ASSIGNED TASK:
Among the entries below, find each line holding "that" and return it.

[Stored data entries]
PR #451, opened 2025-02-21
Disabling stackability test when requested

Joao-L-S-Almeida:


paolofraccaro:
any reason why sometimes it is false and sometimes is true? implementation looks good. Did we add a test?

Joao-L-S-Almeida:
@paolofraccaro Just a typo. Fixed in the last commit. I tested it manually using:
 `terratorch fit -c manufactured-finetune_prithvi_eo_v2_300.yaml
`

romeokienzler (approved):
thanks @Joao-L-S-Almeida 

lgtm

PR #453, opened 2025-02-21
UNet in the register

Joao-L-S-Almeida:
UNet and ASPPHeads weren't visible in the register.


Joao-L-S-Almeida:
#457 already does it.

PR #454, opened 2025-02-24
ModelCheckpoint must be defined in the config dict, not during the parsing.

Joao-L-S-Almeida:
It should avoid the issue:
```
    raise MisconfigurationException(
lightning.fabric.utilities.exceptions.MisconfigurationException: Trainer was configured with `enable_checkpointing=False` but found `ModelCheckpoint` in callbacks list.

```

### DIFF
--- a/terratorch/cli_tools.py
+++ b/terratorch/cli_tools.py
@@ -110,7 +110,7 @@ def add_default_checkpointing_config(config):
 
     if enable_checkpointing:
         if not there_is_checkpointing:
-            print("Enabling ModelCheckpoint since the user defined enable_checkpointing=True.")
+            logger.info("Enabling ModelCheckpoint since the user defined enable_checkpointing=True.")
 
             config["ModelCheckpoint"] = StateDictAwareModelCheckpoint
             config["ModelCheckpoint.filename"] = "{epoch}"
@@ -120,7 +120,7 @@ def add_default_checkpointing_config(config):
             config["StateDictModelCheckpoint.save_weights_only"] = True
             config["StateDictModelCheckpoint.monitor"] = "val/loss"
         else:
-            print("No extra checkpoint config will be added, since the user already defined it in the callbacks.")
+            logger.info("No extra checkpoint config will be added, since the user already defined it in the callbacks.")
 
     return config 
 
--- a/terratorch/cli_tools.py
+++ b/terratorch/cli_tools.py
@@ -393,22 +393,6 @@ class MyLightningCLI(LightningCLI):
         parser.add_argument("--deploy_config_file", type=bool, default=True)
         parser.add_argument("--custom_modules_path", type=str, default=None)
 
-        # parser.set_defaults({"trainer.enable_checkpointing": False})
-        """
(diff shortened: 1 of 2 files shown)


terratorch/cli_tools.py
```diff
@@ -96,6 +96,23 @@ def write_tiff(img_wrt, filename, metadata):
             dest.write(img_wrt[i, :, :], i + 1)
     return filename
 
+def add_default_checkpointing_config(config):
+
+    subcommand = config["subcommand"]
+    enable_checkpointing = config[subcommand + ".trainer.enable_checkpointing"]
+
+    if enable_checkpointing:
+        print("Enabling ModelCheckpoint since the user defined enable_checkpointing=True.")
```
blumenstiel, line 105: @Joao-L-S-Almeida Can we avoild prints and use loggers? It is better practice

terratorch/cli_tools.py
```diff
@@ -96,6 +96,23 @@ def write_tiff(img_wrt, filename, metadata):
...
+
+        config["ModelCheckpoint"] = StateDictAwareModelCheckpoint
```
blumenstiel, line 107: I know this is the way Carlos  implemented the checkpoints.

But in lightning, checkpoints are part of the callbacks: https://lightning.ai/docs/pytorch/stable/api/lightning.pytorch.callbacks.ModelCheckpoint.html

I am not sure why follow a different pattern, it might be easier for users to overwrite the defaults if we follow the lightning approach (beeing in line with their docs). Otherwise, we need to describe it well in the docs. 
@CarlosGomes98 any arguments why the model checkpoint is not implemented as a callback?

blumenstiel: Also, the setting by the user is just overwritten with this code. So there is no possibility that a user can change this setting.

blumenstiel (dismissed):

terratorch/cli_tools.py
Joao-L-S-Almeida: I agree. This PR is just a way to circumvent the inconvenient fact that model checkpointing is technically obligatory. I also believe that using it inside the callbacks list is a better practice.

blumenstiel:
@romeokienzler @Joao-L-S-Almeida With this fix, the user cannot overwirte the default settings. So I don't think you should merge it with the current code. At least, check if the user defines a checkpoint and only add if it is missing. 
Also you need to test if the code is working if `ModelCheckpoint` is provided in the config, I would assume that is mailing because the argument is missing.

Joao-L-S-Almeida:
Right. We can do it.

Joao-L-S-Almeida:
The file `tests/resources/configs/manufactured-finetune_prithvi_eo_v2_300.yaml` was used for testing.

blumenstiel:
Thanks @Joao-L-S-Almeida, looks good. @romeokienzler Can you have another look and test it?

romeokienzler (approved):
lgtm

romeokienzler:
@blumenstiel seems your approval is needed as well

PR #457, opened 2025-02-25
Trying to solve issues with UNet and ASPPHeads. 

Joao-L-S-Almeida:
Alternative to #456.


terratorch/tasks/regression_tasks.py
```diff
@@ -292,7 +292,7 @@ def training_step(self, batch: Any, batch_idx: int, dataloader_idx: int = 0) ->
         y = batch["mask"]
         other_keys = batch.keys() - {"image", "mask", "filename"}
         rest = {k: batch[k] for k in other_keys}
-
+        self.eval()
```
singhshraddha, line 295: I looked into this a bit and setting the whole model to eval also [affects the dropout layers](https://discuss.pytorch.org/t/will-eval-mode-disable-this-dropout/119073/2), so I don't think we can do this

A better way to just set batch norm layers to eval is mentioned in [this post](https://discuss.pytorch.org/t/should-i-use-model-eval-when-i-freeze-batchnorm-layers-to-finetune/39495/5). But, more importantly I don't think we should print a warning about using BatchNorm when batch size is 1 because it is also just a bad idea to do so

terratorch/models/decoders/aspp_head.py
```diff
@@ -255,6 +261,7 @@ def forward(self, inputs):
 
         return output
 
+@TERRATORCH_DECODER_REGISTRY.register
```
singhshraddha, line 264: This is actually for [line 276](https://github.com/IBM/terratorch/blob/b502907f4f6940bddfd0bcf96cca79ea188155f1/terratorch/models/decoders/aspp_head.py#L276) but I can only review changed lines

EXERCISE RESPONSE:
blumenstiel: Also, the setting by the user is just overwritten with this code. So there is no possibility that a user can change this setting.
Joao-L-S-Almeida: I agree. This PR is just a way to circumvent the inconvenient fact that model checkpointing is technically obligatory. I also believe that using it inside the callbacks list is a better practice.
Also you need to test if the code is working if `ModelCheckpoint` is provided in the config, I would assume that is mailing because the argument is missing.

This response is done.